PR #1006, opened 2020-05-27
cucumber-expressions: Support for Optional

gaeljw:
## Summary

This PR aims to support `Optional` types out of the box in Expressions.

## Details

Add support for `Optional<T>` in the (default) `BuiltInParameterTransformer`.

## Motivation and Context

The main goal is to be able to describe a step definition with optional capture groups. For instance: `"^I am logged in(?: as (.+))?$"`.

`Optional` as method parameters are generally considered a bad practice in Java and you would usually expect a `String` parameter with a `null` value in this case.
But on the other hand, other JVM languages (like Scala) consider `null` as forbidden and would benefit from mapping this as an `Optional<String>`.

(Related to https://github.com/cucumber/cucumber-jvm-scala/issues/3)

## How Has This Been Tested?

Tests added in `BuiltInParameterTransformerTest` and `ParameterByTypeTransformerTest` (with Jackson JDK8 Module).

## Types of changes

## Checklist:

## Open questions

I'm just starting to learn how Cucumber "Core" is working, thus I would really appreciate any feedback.

As a start, I have two questions:
- Is this is something we want to document considering that `Optional` is not recommended as parameter in Java?
- Should we add default parameter types in `ParameterTypeRegistry`?

### DIFF
--- a/cucumber-expressions/CHANGELOG.md
+++ b/cucumber-expressions/CHANGELOG.md
@@ -8,6 +8,9 @@ and this project adheres to [Semantic Versioning](http://semver.org/).
 ## [Unreleased]
 
 ### Added
+* [Java]  Support for Optional
+  ([#1006](https://github.com/cucumber/cucumber/pull/1006)
+   [gaeljw], [mpkorstanje])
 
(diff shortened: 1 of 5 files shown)


gaeljw:
Great, thanks for the appropriate changes. My Java is a bit rusty :)

PR #1012, opened 2020-06-05
Upgrade dependencies

aslakhellesoy:
Upgrading deps


gaeljw:
Not sure this is the right place to discuss this but the PR made me think about it: did you consider using a tool like **RenovateBot** it for keeping depencies up to date?

I use it a lot and find it really great, it supports many languages and build tools (Maven, Go, NPM...).

The idea is to have it as GitHub app and it will open a PR every time a dependency has a new version.
Some rules can also be applied to ignore some dependencies.

aslakhellesoy:
@gaeljw does RenovateBot work with polyglot monorepos?

aslakhellesoy:
They claim it works! Yeah, I'd love to try that out. Didn't have much luck with dependabot and snyk in the past.

gaeljw:
@aslakhellesoy, multiple languages in the same repo it's sure, monorepo not sure to be honest.. 
You can give it a try, it will open a first PR with a clear description of what files it will update afterwards if you accept the initial PR.
If it doesn't suit you, you can then remove it easily from GitHub I guess.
--------------------
# [Exercise description]
Transcribe each entry word for word.

# [Written solution]
PR #1006, opened 2020-05-27
cucumber-expressions: Support for Optional

gaeljw:
## Summary

This PR aims to support `Optional` types out of the box in Expressions.

## Details

Add support for `Optional<T>` in the (default) `BuiltInParameterTransformer`.

## Motivation and Context

The main goal is to be able to describe a step definition with optional capture groups. For instance: `"^I am logged in(?: as (.+))?$"`.

`Optional` as method parameters are generally considered a bad practice in Java and you would usually expect a `String` parameter with a `null` value in this case.
But on the other hand, other JVM languages (like Scala) consider `null` as forbidden and would benefit from mapping this as an `Optional<String>`.

(Related to https://github.com/cucumber/cucumber-jvm-scala/issues/3)

## How Has This Been Tested?

Tests added in `BuiltInParameterTransformerTest` and `ParameterByTypeTransformerTest` (with Jackson JDK8 Module).

## Types of changes

## Checklist:

## Open questions

I'm just starting to learn how Cucumber "Core" is working, thus I would really appreciate any feedback.

As a start, I have two questions:
- Is this is something we want to document considering that `Optional` is not recommended as parameter in Java?
- Should we add default parameter types in `ParameterTypeRegistry`?

### DIFF
--- a/cucumber-expressions/CHANGELOG.md
+++ b/cucumber-expressions/CHANGELOG.md
@@ -8,6 +8,9 @@ and this project adheres to [Semantic Versioning](http://semver.org/).
 ## [Unreleased]
 
 ### Added
+* [Java]  Support for Optional
+  ([#1006](https://github.com/cucumber/cucumber/pull/1006)
+   [gaeljw], [mpkorstanje])
 
(diff shortened: 1 of 5 files shown)


gaeljw:
Great, thanks for the appropriate changes. My Java is a bit rusty :)

PR #1012, opened 2020-06-05
Upgrade dependencies

aslakhellesoy:
Upgrading deps


gaeljw:
Not sure this is the right place to discuss this but the PR made me think about it: did you consider using a tool like **RenovateBot** it for keeping depencies up to date?

I use it a lot and find it really great, it supports many languages and build tools (Maven, Go, NPM...).

The idea is to have it as GitHub app and it will open a PR every time a dependency has a new version.
Some rules can also be applied to ignore some dependencies.

aslakhellesoy:
@gaeljw does RenovateBot work with polyglot monorepos?

aslakhellesoy:
They claim it works! Yeah, I'd love to try that out. Didn't have much luck with dependabot and snyk in the past.

gaeljw:
@aslakhellesoy, multiple languages in the same repo it's sure, monorepo not sure to be honest.. 
You can give it a try, it will open a first PR with a clear description of what files it will update afterwards if you accept the initial PR.
If it doesn't suit you, you can then remove it easily from GitHub I guess.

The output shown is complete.